_Task requirements:_ How many of the lines below contain the word "looks"? Only the number is wanted.

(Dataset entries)

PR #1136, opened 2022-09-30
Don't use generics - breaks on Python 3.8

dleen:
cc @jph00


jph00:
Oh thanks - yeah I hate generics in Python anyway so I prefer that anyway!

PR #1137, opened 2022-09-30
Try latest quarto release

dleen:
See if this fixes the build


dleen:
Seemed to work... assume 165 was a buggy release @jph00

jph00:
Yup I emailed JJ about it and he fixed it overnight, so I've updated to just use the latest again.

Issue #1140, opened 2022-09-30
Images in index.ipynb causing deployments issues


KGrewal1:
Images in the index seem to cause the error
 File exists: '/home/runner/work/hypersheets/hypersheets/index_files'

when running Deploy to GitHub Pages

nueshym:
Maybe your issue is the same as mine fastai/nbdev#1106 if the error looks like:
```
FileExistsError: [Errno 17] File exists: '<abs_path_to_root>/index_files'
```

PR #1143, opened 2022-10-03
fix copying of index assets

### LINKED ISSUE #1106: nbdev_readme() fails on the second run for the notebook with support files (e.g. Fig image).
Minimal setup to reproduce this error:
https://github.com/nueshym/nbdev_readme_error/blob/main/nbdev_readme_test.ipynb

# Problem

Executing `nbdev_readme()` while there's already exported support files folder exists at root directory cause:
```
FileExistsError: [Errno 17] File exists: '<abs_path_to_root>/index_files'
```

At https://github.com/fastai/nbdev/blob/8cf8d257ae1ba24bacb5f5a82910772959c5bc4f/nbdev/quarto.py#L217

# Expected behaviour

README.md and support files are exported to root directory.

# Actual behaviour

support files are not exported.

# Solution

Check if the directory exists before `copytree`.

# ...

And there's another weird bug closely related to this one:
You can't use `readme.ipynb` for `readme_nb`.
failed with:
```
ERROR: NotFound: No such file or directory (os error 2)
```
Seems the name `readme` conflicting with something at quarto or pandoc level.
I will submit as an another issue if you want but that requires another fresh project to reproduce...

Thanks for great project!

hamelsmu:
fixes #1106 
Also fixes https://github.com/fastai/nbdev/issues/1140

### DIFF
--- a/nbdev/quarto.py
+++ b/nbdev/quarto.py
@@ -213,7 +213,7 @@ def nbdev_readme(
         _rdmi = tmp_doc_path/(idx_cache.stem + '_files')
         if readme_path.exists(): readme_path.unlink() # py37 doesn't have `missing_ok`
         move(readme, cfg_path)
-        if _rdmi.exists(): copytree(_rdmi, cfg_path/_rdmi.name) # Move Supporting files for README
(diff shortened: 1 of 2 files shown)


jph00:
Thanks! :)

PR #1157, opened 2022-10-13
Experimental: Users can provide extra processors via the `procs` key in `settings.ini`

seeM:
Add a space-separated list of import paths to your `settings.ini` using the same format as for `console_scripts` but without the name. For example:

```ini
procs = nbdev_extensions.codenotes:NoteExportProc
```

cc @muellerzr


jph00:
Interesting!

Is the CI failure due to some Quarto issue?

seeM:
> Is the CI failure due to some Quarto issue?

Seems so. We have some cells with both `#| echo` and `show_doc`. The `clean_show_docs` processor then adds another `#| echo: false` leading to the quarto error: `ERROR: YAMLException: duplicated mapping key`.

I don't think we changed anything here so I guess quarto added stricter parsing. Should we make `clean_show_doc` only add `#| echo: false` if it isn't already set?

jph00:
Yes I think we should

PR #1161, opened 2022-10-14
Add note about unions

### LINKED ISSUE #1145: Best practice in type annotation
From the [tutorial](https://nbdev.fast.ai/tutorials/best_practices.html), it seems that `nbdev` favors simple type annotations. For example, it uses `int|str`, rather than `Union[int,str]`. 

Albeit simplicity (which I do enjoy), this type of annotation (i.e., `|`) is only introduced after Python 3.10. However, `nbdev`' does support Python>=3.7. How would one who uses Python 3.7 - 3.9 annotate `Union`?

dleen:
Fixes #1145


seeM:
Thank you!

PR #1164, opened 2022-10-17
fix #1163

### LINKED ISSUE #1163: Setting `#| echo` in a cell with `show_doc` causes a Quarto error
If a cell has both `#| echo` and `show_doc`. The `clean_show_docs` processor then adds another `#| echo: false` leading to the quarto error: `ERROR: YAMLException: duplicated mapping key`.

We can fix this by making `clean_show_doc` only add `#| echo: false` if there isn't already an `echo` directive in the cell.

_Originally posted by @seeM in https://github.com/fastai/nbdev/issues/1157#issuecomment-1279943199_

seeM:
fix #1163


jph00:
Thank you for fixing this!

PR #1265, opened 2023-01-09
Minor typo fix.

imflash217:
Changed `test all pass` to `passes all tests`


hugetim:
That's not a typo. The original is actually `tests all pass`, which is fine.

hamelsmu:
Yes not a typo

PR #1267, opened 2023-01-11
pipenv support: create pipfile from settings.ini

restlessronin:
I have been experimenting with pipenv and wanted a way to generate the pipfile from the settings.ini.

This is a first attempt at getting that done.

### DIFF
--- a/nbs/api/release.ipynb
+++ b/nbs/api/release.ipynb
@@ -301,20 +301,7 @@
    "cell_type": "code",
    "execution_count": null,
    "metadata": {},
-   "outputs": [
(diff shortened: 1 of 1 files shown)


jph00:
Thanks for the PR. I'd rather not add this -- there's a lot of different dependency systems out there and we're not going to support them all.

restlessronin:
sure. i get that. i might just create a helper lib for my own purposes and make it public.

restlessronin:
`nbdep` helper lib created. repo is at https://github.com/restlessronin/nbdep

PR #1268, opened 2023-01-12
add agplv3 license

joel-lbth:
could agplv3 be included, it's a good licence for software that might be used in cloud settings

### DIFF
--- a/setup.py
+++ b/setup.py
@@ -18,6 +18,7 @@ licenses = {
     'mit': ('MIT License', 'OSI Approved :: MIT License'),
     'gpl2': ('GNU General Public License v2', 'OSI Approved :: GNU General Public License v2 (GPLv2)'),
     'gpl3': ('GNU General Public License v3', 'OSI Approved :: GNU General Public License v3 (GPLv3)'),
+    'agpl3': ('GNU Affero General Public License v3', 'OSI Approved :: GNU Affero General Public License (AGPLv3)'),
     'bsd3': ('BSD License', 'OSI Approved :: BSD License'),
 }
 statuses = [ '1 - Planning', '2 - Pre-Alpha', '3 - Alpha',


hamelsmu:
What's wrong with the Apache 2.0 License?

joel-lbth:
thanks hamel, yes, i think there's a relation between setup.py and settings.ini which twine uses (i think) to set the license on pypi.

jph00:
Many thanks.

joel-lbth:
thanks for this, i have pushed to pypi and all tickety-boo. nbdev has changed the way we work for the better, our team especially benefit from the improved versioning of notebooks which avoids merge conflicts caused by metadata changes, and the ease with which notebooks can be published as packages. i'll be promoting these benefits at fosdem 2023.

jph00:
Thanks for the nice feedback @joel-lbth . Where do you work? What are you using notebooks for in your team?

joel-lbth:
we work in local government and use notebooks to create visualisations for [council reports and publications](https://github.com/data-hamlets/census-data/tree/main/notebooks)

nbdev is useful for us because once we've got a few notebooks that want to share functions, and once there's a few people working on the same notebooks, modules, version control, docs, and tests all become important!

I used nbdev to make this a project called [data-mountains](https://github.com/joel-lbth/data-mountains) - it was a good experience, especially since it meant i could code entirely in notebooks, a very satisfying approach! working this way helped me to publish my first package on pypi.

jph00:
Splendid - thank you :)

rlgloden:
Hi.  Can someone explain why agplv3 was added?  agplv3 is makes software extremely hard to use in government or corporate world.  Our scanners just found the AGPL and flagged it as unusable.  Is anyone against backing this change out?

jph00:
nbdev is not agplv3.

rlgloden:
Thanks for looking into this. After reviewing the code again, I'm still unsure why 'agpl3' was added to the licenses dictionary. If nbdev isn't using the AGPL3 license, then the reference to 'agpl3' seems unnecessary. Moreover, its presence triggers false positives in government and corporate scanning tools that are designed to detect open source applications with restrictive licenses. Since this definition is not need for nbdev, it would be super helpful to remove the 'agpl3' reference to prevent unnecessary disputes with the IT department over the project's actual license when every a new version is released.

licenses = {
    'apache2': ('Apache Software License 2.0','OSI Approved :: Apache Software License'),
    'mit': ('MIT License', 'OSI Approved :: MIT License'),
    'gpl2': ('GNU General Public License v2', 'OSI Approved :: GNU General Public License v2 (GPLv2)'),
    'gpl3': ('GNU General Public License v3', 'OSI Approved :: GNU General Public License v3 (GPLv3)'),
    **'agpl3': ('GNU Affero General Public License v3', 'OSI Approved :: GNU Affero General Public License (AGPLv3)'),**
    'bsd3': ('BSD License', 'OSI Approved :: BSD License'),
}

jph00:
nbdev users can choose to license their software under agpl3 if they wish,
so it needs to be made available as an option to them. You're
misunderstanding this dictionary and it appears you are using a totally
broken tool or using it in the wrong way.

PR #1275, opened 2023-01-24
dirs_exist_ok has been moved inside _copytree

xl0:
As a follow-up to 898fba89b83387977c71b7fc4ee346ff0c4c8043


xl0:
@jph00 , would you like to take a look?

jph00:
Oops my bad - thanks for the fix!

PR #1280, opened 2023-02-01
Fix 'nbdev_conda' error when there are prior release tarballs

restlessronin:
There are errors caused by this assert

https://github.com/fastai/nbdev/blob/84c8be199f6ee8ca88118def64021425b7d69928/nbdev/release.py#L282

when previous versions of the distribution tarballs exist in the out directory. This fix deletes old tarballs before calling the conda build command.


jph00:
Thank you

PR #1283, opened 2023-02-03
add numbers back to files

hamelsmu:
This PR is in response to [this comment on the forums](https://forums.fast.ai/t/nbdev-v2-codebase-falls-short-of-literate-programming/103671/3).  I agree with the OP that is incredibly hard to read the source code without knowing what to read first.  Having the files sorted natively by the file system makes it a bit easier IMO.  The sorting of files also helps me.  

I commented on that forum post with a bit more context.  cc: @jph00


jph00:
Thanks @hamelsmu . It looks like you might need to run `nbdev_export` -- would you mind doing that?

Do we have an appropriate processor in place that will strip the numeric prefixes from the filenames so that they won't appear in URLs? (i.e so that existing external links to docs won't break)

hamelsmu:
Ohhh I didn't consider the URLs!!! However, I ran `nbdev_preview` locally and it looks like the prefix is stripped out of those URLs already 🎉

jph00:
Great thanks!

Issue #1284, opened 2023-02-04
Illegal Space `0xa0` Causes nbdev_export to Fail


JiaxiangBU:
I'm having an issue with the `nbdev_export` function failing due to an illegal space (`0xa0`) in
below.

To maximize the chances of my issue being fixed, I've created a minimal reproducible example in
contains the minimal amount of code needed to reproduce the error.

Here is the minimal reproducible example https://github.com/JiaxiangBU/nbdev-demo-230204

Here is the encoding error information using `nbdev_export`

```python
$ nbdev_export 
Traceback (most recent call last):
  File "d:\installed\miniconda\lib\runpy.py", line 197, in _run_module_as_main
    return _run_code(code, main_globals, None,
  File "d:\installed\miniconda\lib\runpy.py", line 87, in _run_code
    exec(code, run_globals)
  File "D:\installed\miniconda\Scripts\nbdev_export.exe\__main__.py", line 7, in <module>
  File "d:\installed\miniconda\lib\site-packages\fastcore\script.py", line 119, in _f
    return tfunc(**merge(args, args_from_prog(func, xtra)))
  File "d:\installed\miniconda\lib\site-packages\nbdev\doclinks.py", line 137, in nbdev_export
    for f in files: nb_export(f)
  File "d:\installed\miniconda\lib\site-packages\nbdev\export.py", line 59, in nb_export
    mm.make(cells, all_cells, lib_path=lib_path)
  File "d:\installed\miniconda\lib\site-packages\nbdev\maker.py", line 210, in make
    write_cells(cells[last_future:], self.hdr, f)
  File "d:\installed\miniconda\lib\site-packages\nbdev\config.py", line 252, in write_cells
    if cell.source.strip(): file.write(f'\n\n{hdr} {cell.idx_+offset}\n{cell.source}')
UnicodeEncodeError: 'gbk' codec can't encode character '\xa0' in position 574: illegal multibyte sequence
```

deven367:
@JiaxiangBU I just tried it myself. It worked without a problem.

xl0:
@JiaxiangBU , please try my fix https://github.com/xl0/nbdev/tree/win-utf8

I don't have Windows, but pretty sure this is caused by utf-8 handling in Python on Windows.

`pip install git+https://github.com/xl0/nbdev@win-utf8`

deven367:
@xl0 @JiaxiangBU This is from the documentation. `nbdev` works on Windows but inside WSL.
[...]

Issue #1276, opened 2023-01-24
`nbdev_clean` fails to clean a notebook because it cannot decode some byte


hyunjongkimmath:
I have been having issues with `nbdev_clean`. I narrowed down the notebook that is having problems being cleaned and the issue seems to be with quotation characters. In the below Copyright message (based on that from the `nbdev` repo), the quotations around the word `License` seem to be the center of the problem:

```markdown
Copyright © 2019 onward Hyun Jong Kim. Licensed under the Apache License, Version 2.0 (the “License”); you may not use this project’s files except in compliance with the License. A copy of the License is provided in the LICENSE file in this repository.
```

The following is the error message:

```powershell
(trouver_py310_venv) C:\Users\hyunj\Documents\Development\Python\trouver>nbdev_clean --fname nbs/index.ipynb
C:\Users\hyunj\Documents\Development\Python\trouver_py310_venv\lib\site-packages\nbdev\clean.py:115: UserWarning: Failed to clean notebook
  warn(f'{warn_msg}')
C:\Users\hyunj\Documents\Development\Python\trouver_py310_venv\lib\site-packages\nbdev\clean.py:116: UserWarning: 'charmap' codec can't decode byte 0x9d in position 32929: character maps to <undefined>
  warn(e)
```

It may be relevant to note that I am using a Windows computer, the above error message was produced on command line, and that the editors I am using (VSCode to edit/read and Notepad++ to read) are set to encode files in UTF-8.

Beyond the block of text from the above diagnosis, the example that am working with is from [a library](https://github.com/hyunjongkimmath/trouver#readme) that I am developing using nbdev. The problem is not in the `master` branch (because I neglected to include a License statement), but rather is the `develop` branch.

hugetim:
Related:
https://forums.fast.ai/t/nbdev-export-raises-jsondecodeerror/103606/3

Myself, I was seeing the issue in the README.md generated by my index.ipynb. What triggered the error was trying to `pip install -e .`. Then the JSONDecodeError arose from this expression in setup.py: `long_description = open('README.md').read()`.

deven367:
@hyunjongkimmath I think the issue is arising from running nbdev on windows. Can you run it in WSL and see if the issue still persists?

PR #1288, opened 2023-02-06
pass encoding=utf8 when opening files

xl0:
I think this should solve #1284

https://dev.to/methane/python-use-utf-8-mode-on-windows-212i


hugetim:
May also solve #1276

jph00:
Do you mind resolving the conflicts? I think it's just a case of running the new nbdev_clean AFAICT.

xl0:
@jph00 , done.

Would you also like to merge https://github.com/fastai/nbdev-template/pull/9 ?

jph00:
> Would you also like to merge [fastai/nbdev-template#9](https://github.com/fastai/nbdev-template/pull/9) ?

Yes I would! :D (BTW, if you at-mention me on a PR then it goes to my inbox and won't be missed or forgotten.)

_Solution to the exercise:_ 3